On Thu, Nov 2, 2017 at 5:00 PM, Manish Goregaokar <manishsm...@gmail.com>
wrote:

> So I and emilio were discussing whether or not to squash
> https://github.com/servo/servo/pull/18750 and it seemed like we have
> different ideas of how "atomic" commits should be before landing.
>
> When we land pull requests in servo/servo we like individual commits to
> build so that git bisect works.
>
> Do we require them to pass all tests as well? If not, should we? I don't
> *think* we do, I'm pretty sure we didn't back in 2014, but emilio pointed
> out we ask for this in CONTRIBUTING.md and I'm confused now
>
>
> In my opinion we should not require tests to pass on individual commits
> (just the PR), for a variety of reasons:
>
>    - git blame is used a lot more than git bisect IME . It is very helpful
>    to have as-tiny-as-possible commits for git blame.
>    - I don't think we ever bisect with the entire testsuite ; it's usually
>    just a couple tests
>    - you *can* bisect over first-parent (it's tricky, but there are
>    commands out there you can copy) making this whole thing moot. However
> when
>    squashing a large pull request you're effectively losing all that
>    information, and that's not something you can work around
>    - This basically forces large refactorings to be a single commit
>
>
> Thoughts?


The Firefox repo has the same dilemma. Ideally history is good down to the
commit level. In reality, we only test on "push heads" (commits that were
heads at time of their push) so this is the only thing we try to claim.
Adding more reality, we have tons of bad push heads and even this guarantee
is weak. (There's a plan to employ the forced use of autoland combined with
history rewriting to tackle this. Bug 1266863 tracks.)

If you squash commits, you potentially lose a lot of valuable data. Depends
if the squashed-over commits are valuable or not. I agree in not wanting to
lose this important history just to maintain commit-level bisectability.

The lack of tools being able to bisect over arbitrary commits is a tooling
problem IMO. `hg bisect --skip <revset>` solves this nicely in Mercurial
land. You can get something similar with Git but Git's commit selection
facilities aren't as powerful, so it is a bit harder to use. Improving
tooling is a solvable problem and I don't think should be used as
justification to throw away useful commit-level data! FWIW, Mercurial 4.4
supports revsets that read revisions from files or command output. So you
can maintain a list of "known good" or "known bad" bisectable commits in
the repo and feed that into `hg bisect --skip`.

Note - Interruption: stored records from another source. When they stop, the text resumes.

PR #1756, opened 2023-12-14
feat!: protocols filter peers per shard

danisharora099:
## Problem

The `getPeers` functionality for `BaseProtocol` currently only picked peers according to the protocol found and thus not taking account if the node is part of TWN, and runs on a shard.

## Solution

This PR also filters on the basis of the shard a particular node is part of, if they support sharding.

## Notes
There is a requirement to wait for ~50/100ms after a `peer:connect` event is fired as the Metadata Protocol is an async operation for which we need to wait to populate shard info, or disconnect if shard info is incorrect.

This, along with fixes for the CI tests & some improvements are part of: https://github.com/waku-org/js-waku/pull/1759

## Followup:
- [x] Remove this delay: https://github.com/waku-org/js-waku/pull/1759


weboko:
@danisharora099 there are some conflicts, is it ok to review with them?

danisharora099:
=

> @danisharora099 there are some conflicts, is it ok to review with them?

Yes! However, I've resolved the conflicts now :)

--- 
While reviewing per commit would have been ideal, the commits from the PR got lost in a rebase/force-push I did, can't retrieve them through `reflog` either.
Apologies for hassle! For context, this PR also contains some already some reviewed work from https://github.com/waku-org/js-waku/pull/1759

Thank you!

adklempner (changes requested):

packages/utils/src/libp2p/index.ts
```diff
@@ -47,6 +49,37 @@ export async function selectLowestLatencyPeer(
...
+  shardInfo?: ShardInfo
+): Promise<Peer[]> {
+  const peers: Peer[] = [];
+  await peerStore.forEach((peer) => {
+    if (shardInfo) {
+      const encodedPeerShardInfo = peer.metadata.get("shardInfo");
+      const peerShardInfo =
+        encodedPeerShardInfo && decodeRelayShard(encodedPeerShardInfo);
+
+      if (peerShardInfo && shardInfo.clusterId === peerShardInfo.clusterId) {
```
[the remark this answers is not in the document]
danisharora099: shards dont need to be the same.

packages/core/src/lib/base_protocol.ts
```diff
@@ -60,10 +64,19 @@ export class BaseProtocol implements IBaseProtocol {
    * the class protocol. Waku may or may not be currently connected to these
    * peers.
    */
-  public async peers(): Promise<Peer[]> {
```
weboko, line 63: Due to this let's rename to `feat!:`

packages/utils/package.json
```diff
@@ -71,6 +71,7 @@
     "@waku/interfaces": "0.0.20",
     "chai": "^4.3.10",
     "debug": "^4.3.4",
+    "fast-check": "^3.14.0",
```
weboko, line 74: Is it used somewhere? Cannot find it.

packages/utils/src/libp2p/index.ts
```diff
@@ -66,21 +68,36 @@ export async function getPeersForProtocol(
...
 ): Promise<Peer[]> {
   const openConnections = connections.filter(
     (connection) => connection.status === "open"
   );
 
   const peerPromises = openConnections.map(async (connection) => {
     const peer = await peerStore.get(connection.remotePeer);
-    const supportsProtocol = peer.protocols.some((protocol) =>
-      protocols.includes(protocol)
+    const supportsProtocol = protocols.some((protocol) =>
```
weboko, line 83: nit: `find` will stop at the first occurrence whereas `some` will search through all

packages/interfaces/src/metadata.ts
```diff
@@ -1,8 +1,11 @@
 import type { PeerId } from "@libp2p/interface/peer-id";
 
 import type { ShardInfo } from "./enr.js";
-import type { IBaseProtocol } from "./protocols.js";
+import type { IBaseProtocol, ShardingParams } from "./protocols.js";
 
-export interface IMetadata extends IBaseProtocol {
+// IMetadata always has shardInfo defined while it is optionally undefined in IBaseProtocol
```
weboko, line 6: nit: this comment is not needed as `type` is descriptive enough unless you add a reason for it

packages/core/src/lib/metadata/index.ts
```diff
@@ -84,9 +89,19 @@ class Metadata extends BaseProtocol {
 
     const decodedResponse = this.decodeMetadataResponse(encodedResponse);
 
+    await this.savePeerShardInfo(peerId, decodedResponse);
+
     return decodedResponse;
   }
 
+  public async confirmOrAttemptHandshake(peerId: PeerId): Promise<void> {
+    if (this.checkHandshake(peerId)) return;
```
weboko, line 98: you can simply replace it with `this.handshakesConfirmed.has(peerId)`

packages/core/src/lib/filterPeers.ts
```diff
@@ -9,11 +9,11 @@ import { Tags } from "@waku/interfaces";
  * @param maxBootstrapPeers - The maximum number of bootstrap peers to retrieve.
  * @returns A Promise that resolves to an array of peers based on the specified criteria.
```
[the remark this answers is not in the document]
danisharora099: good spot, thanks!

packages/core/src/lib/base_protocol.ts
```diff
@@ -92,18 +105,25 @@ export class BaseProtocol implements IBaseProtocol {
...
-      this.components.connectionManager.getConnections(),
-      this.peerStore,
-      [this.multicodec]
-    );
+    // Retrieve all connected peers that support the protocol & shard (if configured)
+    const connectedPeersForProtocolAndShard =
+      await getConnectedPeersForProtocolAndShard(
+        this.components.connectionManager.getConnections(),
+        this.peerStore,
+        [this.multicodec]
```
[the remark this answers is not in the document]
danisharora099: ah, yes!

packages/utils/package.json
danisharora099: yes, it's being used in `relay_shard_codec.spec.ts` within `utils/src/common`

packages/core/src/lib/metadata/index.ts
danisharora099: not really as we can't directly compare two `peerId` -- usage of `peerId.equals(peerId2)` needs to be done

packages/utils/src/libp2p/index.ts
danisharora099: `find` and `some` both will stop the search as soon as they find a value that satisfies the provided testing function
ref: https://developer.mozilla.org/en-US/docs/Web/JavaScript/Reference/Global_Objects/Array/some#description

adklempner (approved):

packages/utils/package.json
weboko: the file didn't change so it means this was a missing dependency for some reason

nit: let's make it `devDependency` as it is related only for test

packages/utils/src/libp2p/index.ts
weboko: make sense, don't know why I always though otherwise 🤔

At repos as large as Servo and Firefox, commit-level bisection would
require a lot of testing resources. Maybe you can do lightweight tests on
every commit. But all the tests is almost certainly prohibitively expensive.

Instead of imposing a hard or fast rule, mine would be phrased as a goal.
"Attempt to write commits that are all "good." But this property can be a)
intentionally violated if squashing commits would result in loss of
information important to archeology or b) unintentionally violated because
not all commits are actually tested." Or something along those lines.